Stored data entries
====

PR #428, opened 2024-01-22
feat: add gnosiskeyper command

jannikluhn:
Sets up a command to run a gnosis keyper. For now, it doesn't do much beyond running the core keyper.

### DIFF
--- a/rolling-shutter/keyper/kprapi/http.go
+++ b/rolling-shutter/keyper/kprapi/http.go
@@ -32,7 +32,7 @@ func (srv *Server) Ping(w http.ResponseWriter, _ *http.Request) {
 	_, _ = w.Write([]byte("pong"))
 }
 
-func (srv *Server) Shutdown(w http.ResponseWriter, _ *http.Request) {
+func (srv *Server) Shutdown(_ http.ResponseWriter, _ *http.Request) {
 	srv.shutdownSig <- struct{}{}
 	// We still want to return here and thus return 200 to the caller after this.
 	// Not immediately closing open connctions is taken care


rolling-shutter/cmd/gnosiskeyper/gnosiskeyper.go
```diff
@@ -0,0 +1,54 @@
...
+	"github.com/shutter-network/rolling-shutter/rolling-shutter/keyperimpl/gnosis/database"
+	"github.com/shutter-network/rolling-shutter/rolling-shutter/medley/configuration/command"
+	"github.com/shutter-network/rolling-shutter/rolling-shutter/medley/db"
+	"github.com/shutter-network/rolling-shutter/rolling-shutter/medley/service"
+)
+
+func Cmd() *cobra.Command {
+	builder := command.Build(
+		main,
+		command.CommandName("gnosiskeyper"),
```
ezdac, line 22: I would remove this and use the `Configuration.Name()` function to return the command name.
(See other comment)

rolling-shutter/keyperimpl/gnosis/config.go
```diff
@@ -0,0 +1,72 @@
...
+	Shuttermint *kprconfig.ShuttermintConfig
+	Metrics     *metricsserver.MetricsConfig
+}
+
+func (c *Config) Validate() error {
+	return nil
+}
+
+func (c *Config) Name() string {
+	return "keyper"
```
ezdac, line 47: Here you can change the name to represent the CLI command name you want.
So e.g. `return "gnosiskeyper"` in your case. 
This is a little bit different than chosing the `CommandName` option above and sticks to the convention of other keyperimpl's

ezdac (changes requested):
Looks good so far.
Just needs to change the place where the CLI subcommand name is defined and making the linter happy.

PR #429, opened 2024-01-31
Initial op-shutter keyper

ezdac:


ezdac:
The tests are failing due to (probably) some discrepancies between deployed contracts and the abi used.
Let's ignore this for now, since those contracts and tests mainly concern the stale  `rollup-keyper` design.

PR #433, opened 2024-02-21
Upgrade the WASM library

konradkonrad:
This PR prepares the `2.0.0` release of the `shutter-crypto` wasm library.

It
- builds the wasm library against `shlib 0.1.13`
- adds tests (with `jest`)
- runs the "json-tests" (from `./bin/rolling-shutter crypto testdata`)
- removes the restriction of the `epochId` parameter to be exactly `32 bytes`
- fixes a bug when calling `verifyDecryptionKey`
- changes the version string to `2.0.0`
- runs the wasm tests in CI


ulope:
LGTM.

Did linking the derived file not work in CI?
The idea was (and locally it works) that make would take care of updating the file if it’s stale (by doing its normal file timestamp magic).

ulope (approved):

konradkonrad:
> LGTM.
> 
> Did linking the derived file not work in CI? The idea was (and locally it works) that make would take care of updating the file if it’s stale (by doing its normal file timestamp magic).

I had plenty of iterations and at some point it _looked_ as if the linked file didn't resolve. I'm happy to retry at some later time, but for now I just wanted it to work.

PR #463, opened 2024-06-27
Fix duplicate keyper set error

jannikluhn:
On startup, the chainsyncer gives all keyper sets it can find in the keyper set manager to its subscribers, no matter if they are actually new or already in the db. This results in duplicate primary key errors when we try to insert them a second time.

To fix this, the SQL query now does not insert the keyper set if it is already present.


ulope (approved):
LGTM

PR #471, opened 2024-06-30
Downgrade "error dialing peer" log to debug

### LINKED ISSUE #467: Keypers spam "failed to dial" error logs
During normal operation, keypers show a lot of log messages similar to this:

```
keyper-1  | 2024/06/28 14:17:47.927391 ERR [           dht.go:96] error dialing peer error="failed to dial 12D3KooWCt78wkASE7KwtS4VenLoaPdxy9VmddzRC2UZKnRWPqEV: all dials failed\n  * [/ip4/127.0.0.1/tcp/23003] dial to self attempted\n  * [/ip4/172.19.0.5/tcp/23003] dial backoff" peer=12D3KooWCt78wkASE7KwtS4VenLoaPdxy9VmddzRC2UZKnRWPqEV
```

This should not be an error, but rather to be expected that an external address cannot be dialed. So this should be info or debug logs, ideally ones that are easily silencable.

We should also investigate why there's so many bad addresses in the DHT. It seems keypers advertize docker-internal addresses.

jannikluhn:
In production we see a lot of these messages. Failing to dial a peer is usually because the peer is unreachable which is not an error, so logging it as an error is misleading.

~Closes #467.~

### DIFF
--- a/rolling-shutter/p2p/dht.go
+++ b/rolling-shutter/p2p/dht.go
@@ -93,7 +93,10 @@ func findPeers(ctx context.Context, h host.Host, d discovery.Discoverer, ns stri
 				if h.Network().Connectedness(p.ID) != network.Connected {
 					_, err = h.Network().DialPeer(ctx, p.ID)
 					if err != nil {
-						log.Error().Err(err).Str("peer", p.ID.String()).Msg("error dialing peer")
+						log.Debug().
+							Err(err).
+							Str("peer", p.ID.String()).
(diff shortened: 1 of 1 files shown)


fredo:
As @konradkonrad pointed out, #467 also addresses the investigation about why docker internal addresses seem to be in the DHT. Please, either create a new issue for it as it is not part of this PR or adjust #467 and leave it open.

fredo (approved):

====

How many lines in these records hold the string "also"? Reply with the number alone.

(RESPONSE BOX) 2